REQUIREMENT: Select every line below containing the word "mcimadamore".

SUPPLIED ENTRIES:
======
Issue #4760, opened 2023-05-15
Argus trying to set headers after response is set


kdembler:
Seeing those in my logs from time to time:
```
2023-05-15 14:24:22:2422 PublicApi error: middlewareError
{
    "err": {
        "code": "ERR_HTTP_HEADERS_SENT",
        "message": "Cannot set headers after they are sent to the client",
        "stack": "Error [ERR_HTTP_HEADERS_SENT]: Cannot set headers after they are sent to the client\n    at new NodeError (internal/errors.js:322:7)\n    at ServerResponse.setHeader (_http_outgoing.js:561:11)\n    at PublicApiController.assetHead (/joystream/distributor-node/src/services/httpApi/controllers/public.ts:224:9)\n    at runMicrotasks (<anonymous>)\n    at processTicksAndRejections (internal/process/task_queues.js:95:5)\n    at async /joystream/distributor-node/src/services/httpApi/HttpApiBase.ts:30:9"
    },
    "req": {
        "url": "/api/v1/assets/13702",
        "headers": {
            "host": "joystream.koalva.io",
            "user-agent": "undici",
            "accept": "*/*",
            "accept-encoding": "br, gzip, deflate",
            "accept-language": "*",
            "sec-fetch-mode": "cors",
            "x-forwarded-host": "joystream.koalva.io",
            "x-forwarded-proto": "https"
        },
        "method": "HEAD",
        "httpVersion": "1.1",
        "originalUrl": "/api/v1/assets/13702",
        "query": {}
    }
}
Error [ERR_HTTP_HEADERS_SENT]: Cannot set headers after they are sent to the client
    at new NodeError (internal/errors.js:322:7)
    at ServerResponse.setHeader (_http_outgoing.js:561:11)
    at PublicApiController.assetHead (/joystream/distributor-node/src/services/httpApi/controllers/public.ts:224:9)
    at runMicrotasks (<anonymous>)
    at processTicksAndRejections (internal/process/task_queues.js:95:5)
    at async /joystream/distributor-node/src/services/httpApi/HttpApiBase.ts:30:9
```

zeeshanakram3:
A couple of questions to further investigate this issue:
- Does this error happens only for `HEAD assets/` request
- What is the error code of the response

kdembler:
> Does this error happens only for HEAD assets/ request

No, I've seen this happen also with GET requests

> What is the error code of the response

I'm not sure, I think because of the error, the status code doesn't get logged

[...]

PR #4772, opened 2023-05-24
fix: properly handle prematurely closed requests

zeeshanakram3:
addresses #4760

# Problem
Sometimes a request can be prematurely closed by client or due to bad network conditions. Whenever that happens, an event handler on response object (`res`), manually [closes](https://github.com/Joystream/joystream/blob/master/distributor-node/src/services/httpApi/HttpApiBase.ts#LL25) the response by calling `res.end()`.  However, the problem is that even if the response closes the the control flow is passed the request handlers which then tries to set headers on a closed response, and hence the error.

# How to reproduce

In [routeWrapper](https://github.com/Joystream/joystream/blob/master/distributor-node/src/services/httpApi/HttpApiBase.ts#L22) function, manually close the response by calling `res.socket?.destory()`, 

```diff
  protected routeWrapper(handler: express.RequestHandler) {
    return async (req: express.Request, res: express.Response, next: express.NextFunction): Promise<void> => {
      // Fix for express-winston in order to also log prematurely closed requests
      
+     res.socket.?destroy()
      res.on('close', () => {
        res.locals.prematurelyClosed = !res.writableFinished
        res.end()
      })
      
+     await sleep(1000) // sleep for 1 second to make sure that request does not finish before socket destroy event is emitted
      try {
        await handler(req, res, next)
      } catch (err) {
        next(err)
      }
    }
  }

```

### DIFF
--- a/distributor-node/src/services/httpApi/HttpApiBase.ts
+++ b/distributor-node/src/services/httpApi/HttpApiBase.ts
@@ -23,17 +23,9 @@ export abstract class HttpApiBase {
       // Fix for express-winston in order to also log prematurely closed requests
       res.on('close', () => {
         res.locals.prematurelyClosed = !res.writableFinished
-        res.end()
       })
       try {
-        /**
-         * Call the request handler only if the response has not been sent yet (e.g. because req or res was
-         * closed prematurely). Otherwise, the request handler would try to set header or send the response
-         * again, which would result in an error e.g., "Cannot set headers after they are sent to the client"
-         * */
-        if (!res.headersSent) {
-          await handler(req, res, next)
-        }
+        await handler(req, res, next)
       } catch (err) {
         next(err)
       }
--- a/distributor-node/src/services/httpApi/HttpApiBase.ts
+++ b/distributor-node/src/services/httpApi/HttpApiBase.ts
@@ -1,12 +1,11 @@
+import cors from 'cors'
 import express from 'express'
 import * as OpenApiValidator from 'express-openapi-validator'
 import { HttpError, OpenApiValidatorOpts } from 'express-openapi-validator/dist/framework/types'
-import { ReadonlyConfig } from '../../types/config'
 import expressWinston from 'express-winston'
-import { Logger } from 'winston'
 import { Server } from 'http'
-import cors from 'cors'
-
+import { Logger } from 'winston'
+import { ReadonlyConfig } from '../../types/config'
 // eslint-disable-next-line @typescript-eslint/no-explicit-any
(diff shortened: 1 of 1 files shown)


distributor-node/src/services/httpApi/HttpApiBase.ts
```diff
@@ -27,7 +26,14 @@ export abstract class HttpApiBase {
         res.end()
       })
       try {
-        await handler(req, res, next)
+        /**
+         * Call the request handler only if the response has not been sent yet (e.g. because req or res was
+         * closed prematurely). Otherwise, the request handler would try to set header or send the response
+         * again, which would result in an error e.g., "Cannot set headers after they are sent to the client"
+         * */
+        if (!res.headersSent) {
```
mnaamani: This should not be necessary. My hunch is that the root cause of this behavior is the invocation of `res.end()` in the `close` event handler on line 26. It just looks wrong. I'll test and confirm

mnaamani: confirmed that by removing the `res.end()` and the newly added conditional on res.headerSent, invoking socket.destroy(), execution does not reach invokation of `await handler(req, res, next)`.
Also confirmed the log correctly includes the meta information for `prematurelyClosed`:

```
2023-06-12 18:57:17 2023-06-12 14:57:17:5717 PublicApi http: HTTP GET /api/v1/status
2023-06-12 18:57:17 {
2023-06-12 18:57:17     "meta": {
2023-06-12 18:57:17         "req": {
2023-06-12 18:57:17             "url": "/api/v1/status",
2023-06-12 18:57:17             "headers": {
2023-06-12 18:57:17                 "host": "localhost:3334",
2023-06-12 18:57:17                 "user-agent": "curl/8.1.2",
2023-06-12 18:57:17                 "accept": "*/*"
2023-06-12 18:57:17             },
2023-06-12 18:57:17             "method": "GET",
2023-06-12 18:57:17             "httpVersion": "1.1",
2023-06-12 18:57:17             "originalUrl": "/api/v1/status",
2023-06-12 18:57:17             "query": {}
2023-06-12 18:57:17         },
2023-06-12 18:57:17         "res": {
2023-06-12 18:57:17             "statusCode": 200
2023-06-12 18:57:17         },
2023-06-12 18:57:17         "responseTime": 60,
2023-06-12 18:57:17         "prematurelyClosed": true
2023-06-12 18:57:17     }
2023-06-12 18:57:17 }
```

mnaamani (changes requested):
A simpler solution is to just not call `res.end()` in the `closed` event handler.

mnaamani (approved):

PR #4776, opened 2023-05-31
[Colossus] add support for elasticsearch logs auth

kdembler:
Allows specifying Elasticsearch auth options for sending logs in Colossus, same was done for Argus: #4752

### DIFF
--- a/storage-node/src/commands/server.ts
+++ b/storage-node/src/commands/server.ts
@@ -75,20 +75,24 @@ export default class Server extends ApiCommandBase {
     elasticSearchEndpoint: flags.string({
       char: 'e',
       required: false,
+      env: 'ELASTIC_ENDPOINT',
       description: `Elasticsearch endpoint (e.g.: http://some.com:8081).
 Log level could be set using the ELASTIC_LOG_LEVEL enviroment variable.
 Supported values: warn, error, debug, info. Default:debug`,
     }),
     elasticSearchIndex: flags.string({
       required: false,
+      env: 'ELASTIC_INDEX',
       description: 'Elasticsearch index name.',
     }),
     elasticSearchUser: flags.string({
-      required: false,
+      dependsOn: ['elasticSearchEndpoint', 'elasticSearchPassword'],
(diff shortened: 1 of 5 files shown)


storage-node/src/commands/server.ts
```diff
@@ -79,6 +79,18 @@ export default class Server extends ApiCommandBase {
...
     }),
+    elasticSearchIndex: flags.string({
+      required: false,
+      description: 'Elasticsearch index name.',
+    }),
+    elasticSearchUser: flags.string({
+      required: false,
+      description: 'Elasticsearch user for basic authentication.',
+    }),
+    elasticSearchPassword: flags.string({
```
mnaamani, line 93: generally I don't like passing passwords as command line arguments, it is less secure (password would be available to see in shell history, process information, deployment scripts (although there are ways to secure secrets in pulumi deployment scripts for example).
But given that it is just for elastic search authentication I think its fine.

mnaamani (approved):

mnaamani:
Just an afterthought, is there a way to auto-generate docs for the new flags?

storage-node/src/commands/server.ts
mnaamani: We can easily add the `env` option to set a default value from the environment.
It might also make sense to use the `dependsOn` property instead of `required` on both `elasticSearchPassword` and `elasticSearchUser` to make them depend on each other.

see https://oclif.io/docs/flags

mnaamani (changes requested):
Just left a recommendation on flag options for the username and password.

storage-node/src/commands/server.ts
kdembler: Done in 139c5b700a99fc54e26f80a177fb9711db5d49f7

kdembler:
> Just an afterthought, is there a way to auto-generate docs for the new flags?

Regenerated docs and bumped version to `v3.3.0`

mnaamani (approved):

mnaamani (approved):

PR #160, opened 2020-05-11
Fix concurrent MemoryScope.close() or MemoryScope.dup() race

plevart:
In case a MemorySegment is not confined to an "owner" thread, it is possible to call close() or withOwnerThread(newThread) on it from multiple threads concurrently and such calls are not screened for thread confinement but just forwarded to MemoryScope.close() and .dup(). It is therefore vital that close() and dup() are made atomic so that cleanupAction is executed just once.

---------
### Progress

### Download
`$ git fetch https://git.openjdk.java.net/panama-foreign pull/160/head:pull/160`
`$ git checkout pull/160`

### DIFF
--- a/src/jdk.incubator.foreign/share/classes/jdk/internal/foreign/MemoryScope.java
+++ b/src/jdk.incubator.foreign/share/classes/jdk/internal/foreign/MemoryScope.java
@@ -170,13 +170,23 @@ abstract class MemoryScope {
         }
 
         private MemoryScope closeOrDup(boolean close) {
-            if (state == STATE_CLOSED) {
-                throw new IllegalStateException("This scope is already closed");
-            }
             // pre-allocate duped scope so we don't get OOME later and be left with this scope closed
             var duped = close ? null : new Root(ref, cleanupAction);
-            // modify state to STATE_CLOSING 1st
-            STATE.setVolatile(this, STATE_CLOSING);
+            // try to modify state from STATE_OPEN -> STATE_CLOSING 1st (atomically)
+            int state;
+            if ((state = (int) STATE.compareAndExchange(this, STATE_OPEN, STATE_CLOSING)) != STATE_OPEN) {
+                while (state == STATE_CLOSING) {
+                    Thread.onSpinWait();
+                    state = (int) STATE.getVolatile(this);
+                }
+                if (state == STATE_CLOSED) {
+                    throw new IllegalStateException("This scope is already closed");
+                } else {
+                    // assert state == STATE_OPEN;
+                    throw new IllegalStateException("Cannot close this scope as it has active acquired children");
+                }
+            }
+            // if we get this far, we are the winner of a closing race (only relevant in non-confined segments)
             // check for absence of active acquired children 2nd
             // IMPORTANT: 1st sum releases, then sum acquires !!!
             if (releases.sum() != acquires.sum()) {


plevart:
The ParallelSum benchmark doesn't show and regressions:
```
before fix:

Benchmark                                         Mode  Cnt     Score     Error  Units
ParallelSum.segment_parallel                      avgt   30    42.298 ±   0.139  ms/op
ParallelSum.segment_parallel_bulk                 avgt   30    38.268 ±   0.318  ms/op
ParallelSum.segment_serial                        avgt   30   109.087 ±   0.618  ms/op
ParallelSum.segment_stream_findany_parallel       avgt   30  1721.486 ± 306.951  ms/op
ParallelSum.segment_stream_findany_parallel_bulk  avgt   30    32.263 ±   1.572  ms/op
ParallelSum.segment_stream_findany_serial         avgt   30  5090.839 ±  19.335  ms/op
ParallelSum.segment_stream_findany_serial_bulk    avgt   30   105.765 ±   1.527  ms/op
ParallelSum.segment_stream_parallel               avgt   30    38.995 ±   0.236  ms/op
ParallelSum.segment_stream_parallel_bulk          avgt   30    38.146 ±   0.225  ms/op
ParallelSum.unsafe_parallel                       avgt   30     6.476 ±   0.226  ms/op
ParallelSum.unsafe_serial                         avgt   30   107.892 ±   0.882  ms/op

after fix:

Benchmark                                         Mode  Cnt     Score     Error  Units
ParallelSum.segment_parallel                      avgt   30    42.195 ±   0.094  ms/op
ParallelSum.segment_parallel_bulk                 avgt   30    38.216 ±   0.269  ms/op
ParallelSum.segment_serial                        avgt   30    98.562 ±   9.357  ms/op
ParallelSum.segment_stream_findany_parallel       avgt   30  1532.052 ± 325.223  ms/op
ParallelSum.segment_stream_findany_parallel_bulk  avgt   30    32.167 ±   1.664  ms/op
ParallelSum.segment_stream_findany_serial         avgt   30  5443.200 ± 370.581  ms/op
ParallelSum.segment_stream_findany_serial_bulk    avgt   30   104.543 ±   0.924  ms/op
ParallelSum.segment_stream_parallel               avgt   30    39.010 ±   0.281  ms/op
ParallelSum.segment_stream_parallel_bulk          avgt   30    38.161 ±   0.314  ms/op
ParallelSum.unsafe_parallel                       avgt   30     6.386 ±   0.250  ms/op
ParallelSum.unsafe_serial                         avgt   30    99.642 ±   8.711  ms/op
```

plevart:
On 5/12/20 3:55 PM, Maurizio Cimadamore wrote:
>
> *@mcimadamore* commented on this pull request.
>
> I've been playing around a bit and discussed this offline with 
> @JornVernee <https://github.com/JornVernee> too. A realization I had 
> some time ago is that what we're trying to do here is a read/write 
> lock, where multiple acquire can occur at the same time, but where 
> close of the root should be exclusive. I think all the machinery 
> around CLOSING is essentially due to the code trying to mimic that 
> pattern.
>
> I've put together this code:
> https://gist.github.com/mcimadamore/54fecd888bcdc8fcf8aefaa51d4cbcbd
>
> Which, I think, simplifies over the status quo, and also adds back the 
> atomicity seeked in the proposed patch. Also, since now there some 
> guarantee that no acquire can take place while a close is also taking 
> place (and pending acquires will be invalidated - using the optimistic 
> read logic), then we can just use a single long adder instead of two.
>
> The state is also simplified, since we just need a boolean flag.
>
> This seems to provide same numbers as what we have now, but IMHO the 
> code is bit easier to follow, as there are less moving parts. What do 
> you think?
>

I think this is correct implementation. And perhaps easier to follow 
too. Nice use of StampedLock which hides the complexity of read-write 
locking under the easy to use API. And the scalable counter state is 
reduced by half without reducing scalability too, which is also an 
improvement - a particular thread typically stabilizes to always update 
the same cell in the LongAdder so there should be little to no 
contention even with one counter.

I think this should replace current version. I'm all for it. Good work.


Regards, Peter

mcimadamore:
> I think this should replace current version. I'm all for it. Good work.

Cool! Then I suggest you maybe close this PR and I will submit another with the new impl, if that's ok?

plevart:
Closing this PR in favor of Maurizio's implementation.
======
TASK SOLUTION:
> *@mcimadamore* commented on this pull request.
> https://gist.github.com/mcimadamore/54fecd888bcdc8fcf8aefaa51d4cbcbd
mcimadamore:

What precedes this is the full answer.